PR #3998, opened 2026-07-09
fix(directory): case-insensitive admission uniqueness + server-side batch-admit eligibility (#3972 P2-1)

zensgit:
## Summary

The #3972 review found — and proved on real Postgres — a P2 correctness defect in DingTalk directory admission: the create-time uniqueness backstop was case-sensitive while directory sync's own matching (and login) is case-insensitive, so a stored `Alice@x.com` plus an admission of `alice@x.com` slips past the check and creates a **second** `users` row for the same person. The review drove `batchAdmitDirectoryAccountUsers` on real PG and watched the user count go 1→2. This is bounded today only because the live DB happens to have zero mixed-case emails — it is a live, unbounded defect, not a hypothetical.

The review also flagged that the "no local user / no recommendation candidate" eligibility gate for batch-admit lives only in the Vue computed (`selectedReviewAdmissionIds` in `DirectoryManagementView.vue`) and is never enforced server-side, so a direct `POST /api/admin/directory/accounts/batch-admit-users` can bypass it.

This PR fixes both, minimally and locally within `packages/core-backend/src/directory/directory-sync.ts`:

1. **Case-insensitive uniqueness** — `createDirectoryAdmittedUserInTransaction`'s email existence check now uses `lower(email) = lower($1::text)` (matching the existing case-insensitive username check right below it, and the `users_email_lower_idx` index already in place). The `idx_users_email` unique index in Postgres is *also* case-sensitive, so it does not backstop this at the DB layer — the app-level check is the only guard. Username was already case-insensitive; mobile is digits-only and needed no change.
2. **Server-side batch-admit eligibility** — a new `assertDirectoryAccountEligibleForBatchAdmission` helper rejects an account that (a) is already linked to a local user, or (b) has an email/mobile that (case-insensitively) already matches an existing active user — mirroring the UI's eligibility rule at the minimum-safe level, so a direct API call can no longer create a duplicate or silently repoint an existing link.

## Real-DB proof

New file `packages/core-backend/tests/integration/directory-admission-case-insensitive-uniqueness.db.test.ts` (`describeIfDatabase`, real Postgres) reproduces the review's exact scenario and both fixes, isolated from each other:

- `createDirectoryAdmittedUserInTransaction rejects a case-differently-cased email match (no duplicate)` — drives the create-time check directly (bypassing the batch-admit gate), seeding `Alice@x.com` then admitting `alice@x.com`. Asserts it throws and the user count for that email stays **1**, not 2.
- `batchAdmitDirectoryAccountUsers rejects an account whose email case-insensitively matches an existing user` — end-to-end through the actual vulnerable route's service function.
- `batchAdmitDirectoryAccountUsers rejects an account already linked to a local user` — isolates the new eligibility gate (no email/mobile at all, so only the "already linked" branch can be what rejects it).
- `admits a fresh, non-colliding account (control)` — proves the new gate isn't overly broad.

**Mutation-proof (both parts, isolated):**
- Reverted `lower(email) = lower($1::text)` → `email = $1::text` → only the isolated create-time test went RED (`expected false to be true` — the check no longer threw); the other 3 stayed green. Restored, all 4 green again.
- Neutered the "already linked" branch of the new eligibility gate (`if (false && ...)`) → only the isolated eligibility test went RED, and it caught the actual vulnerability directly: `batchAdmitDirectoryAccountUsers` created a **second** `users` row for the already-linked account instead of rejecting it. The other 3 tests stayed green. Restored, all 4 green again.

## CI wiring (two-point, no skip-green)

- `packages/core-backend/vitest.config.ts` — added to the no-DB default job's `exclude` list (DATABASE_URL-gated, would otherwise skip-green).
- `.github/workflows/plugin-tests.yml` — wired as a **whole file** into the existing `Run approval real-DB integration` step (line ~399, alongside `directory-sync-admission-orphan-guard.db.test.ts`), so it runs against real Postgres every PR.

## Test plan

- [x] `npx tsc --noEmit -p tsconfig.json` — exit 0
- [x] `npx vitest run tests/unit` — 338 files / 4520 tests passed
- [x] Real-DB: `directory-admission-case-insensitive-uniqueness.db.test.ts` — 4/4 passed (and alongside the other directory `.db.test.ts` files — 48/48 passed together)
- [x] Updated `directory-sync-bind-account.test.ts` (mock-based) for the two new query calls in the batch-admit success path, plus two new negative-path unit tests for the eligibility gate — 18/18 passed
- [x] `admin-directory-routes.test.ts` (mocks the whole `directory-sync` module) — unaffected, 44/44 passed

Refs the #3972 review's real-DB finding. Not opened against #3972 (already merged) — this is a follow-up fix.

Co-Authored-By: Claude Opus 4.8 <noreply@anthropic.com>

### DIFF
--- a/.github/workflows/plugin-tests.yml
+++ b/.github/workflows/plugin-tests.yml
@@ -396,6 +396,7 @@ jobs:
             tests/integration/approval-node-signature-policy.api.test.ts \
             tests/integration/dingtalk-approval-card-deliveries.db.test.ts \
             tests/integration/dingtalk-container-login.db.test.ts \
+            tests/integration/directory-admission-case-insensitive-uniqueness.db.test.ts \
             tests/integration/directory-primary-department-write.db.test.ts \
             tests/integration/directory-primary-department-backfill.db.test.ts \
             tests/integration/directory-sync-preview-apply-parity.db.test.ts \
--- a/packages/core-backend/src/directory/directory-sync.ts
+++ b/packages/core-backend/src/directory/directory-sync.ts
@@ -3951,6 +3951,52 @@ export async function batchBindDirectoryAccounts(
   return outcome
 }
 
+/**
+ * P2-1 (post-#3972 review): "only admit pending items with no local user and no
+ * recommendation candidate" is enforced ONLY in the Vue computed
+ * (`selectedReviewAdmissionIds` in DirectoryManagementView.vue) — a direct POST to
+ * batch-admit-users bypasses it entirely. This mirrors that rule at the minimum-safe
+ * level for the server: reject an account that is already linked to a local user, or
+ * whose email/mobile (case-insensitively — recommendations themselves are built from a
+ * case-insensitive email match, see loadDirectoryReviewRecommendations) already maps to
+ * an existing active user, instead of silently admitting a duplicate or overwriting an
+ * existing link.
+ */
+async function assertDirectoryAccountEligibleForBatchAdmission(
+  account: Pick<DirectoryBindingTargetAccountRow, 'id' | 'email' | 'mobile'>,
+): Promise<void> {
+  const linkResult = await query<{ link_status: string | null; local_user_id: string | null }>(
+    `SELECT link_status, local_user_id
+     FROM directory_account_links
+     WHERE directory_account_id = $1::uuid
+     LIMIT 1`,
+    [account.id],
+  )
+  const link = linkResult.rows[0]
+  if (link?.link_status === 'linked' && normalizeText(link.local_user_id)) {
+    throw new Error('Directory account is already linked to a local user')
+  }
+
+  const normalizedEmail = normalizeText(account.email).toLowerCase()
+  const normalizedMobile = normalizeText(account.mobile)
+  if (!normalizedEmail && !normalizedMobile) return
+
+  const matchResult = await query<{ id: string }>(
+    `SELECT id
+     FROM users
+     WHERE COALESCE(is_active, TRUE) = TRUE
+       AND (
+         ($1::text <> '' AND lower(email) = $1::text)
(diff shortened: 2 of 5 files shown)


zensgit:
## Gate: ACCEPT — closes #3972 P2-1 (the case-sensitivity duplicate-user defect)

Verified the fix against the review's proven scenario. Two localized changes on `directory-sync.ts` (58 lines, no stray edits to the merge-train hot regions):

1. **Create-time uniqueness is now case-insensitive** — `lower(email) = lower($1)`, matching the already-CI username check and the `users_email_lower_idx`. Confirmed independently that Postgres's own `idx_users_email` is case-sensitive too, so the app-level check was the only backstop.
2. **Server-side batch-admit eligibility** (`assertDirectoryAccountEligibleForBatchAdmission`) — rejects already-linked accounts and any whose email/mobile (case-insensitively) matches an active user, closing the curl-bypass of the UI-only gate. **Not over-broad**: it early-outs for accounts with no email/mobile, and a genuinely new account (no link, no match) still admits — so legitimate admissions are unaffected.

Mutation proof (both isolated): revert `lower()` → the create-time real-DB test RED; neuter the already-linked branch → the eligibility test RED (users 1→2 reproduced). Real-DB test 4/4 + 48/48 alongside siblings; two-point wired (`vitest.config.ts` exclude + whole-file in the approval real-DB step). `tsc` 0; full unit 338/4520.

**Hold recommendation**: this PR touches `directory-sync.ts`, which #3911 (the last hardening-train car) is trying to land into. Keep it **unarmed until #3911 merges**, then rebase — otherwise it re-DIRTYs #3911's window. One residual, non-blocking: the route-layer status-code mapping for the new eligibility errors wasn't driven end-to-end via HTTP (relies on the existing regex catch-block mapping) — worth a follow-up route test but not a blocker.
- - - - -
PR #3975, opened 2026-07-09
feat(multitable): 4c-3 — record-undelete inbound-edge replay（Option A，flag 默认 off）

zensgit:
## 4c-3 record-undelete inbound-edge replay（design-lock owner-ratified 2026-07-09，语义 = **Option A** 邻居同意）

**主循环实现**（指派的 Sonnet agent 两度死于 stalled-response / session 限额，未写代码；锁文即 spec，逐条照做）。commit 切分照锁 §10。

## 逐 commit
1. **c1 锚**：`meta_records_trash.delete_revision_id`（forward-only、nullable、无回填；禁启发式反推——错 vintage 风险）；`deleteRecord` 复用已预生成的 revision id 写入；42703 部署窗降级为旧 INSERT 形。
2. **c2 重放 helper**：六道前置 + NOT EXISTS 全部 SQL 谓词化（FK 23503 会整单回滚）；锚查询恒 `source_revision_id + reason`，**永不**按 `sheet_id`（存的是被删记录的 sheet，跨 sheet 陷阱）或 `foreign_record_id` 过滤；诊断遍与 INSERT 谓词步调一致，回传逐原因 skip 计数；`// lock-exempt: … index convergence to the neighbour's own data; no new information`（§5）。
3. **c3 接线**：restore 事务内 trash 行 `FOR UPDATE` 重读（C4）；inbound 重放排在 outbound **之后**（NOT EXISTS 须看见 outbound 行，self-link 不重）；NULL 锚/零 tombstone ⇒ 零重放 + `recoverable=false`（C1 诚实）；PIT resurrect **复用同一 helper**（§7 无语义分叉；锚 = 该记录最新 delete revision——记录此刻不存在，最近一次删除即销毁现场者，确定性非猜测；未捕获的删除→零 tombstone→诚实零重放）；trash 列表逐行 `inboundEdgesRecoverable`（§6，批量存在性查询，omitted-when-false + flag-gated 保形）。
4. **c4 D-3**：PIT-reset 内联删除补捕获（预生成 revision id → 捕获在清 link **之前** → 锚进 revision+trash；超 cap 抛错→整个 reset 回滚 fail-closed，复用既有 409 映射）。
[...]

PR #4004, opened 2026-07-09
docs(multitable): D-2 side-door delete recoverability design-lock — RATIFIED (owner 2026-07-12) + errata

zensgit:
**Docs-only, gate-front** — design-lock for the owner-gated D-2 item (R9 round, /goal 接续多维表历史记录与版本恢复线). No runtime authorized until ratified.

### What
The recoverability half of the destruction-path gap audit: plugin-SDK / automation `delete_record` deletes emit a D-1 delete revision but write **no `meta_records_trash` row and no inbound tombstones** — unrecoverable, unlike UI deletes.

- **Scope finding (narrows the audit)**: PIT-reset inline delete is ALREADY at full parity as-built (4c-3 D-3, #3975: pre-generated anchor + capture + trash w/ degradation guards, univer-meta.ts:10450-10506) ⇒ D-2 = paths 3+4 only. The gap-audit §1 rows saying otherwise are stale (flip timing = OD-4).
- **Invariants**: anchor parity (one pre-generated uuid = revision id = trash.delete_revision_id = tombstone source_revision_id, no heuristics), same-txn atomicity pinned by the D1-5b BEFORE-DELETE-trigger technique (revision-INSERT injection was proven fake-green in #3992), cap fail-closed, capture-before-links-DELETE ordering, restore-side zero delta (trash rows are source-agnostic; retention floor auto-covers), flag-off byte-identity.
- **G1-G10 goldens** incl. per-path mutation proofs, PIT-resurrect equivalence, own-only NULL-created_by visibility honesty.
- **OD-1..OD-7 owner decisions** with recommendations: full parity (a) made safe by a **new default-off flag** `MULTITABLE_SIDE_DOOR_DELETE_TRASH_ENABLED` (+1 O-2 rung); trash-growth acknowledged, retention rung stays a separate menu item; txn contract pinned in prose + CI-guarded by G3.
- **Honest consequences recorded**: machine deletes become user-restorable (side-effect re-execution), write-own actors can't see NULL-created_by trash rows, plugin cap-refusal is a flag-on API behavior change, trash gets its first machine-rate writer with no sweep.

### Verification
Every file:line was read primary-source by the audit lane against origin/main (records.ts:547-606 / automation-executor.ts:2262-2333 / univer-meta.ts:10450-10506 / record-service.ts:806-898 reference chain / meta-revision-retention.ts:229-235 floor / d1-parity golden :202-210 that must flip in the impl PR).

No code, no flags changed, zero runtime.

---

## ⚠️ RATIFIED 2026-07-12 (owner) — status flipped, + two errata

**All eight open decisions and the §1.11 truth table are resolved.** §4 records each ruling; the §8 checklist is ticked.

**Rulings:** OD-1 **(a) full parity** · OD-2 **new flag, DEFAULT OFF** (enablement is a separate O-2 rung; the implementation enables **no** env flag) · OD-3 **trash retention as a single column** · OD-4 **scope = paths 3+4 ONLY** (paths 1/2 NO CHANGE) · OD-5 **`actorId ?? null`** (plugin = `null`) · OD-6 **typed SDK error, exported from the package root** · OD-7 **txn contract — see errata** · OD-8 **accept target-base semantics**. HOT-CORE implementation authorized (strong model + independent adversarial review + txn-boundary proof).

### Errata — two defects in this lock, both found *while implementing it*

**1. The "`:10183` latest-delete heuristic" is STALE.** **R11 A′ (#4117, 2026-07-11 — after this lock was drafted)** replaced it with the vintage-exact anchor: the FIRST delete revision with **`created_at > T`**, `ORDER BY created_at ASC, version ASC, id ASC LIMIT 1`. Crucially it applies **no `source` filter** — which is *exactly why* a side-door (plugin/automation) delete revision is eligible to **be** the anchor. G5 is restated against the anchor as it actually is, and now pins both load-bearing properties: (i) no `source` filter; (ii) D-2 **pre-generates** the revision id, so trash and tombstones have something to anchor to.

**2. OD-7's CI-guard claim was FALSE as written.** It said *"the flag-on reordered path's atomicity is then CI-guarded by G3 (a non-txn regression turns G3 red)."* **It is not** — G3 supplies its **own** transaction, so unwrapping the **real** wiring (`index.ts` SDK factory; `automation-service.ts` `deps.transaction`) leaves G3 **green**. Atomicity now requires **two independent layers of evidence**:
- - - - -
Retype exactly the span of lines from the one with "Refs the #3972" through the one with "-396,6 +396,7 @@"; include both ends and omit the rest of the material.

Refs the #3972 review's real-DB finding. Not opened against #3972 (already merged) — this is a follow-up fix.

Co-Authored-By: Claude Opus 4.8 <noreply@anthropic.com>

### DIFF
--- a/.github/workflows/plugin-tests.yml
+++ b/.github/workflows/plugin-tests.yml
@@ -396,6 +396,7 @@ jobs:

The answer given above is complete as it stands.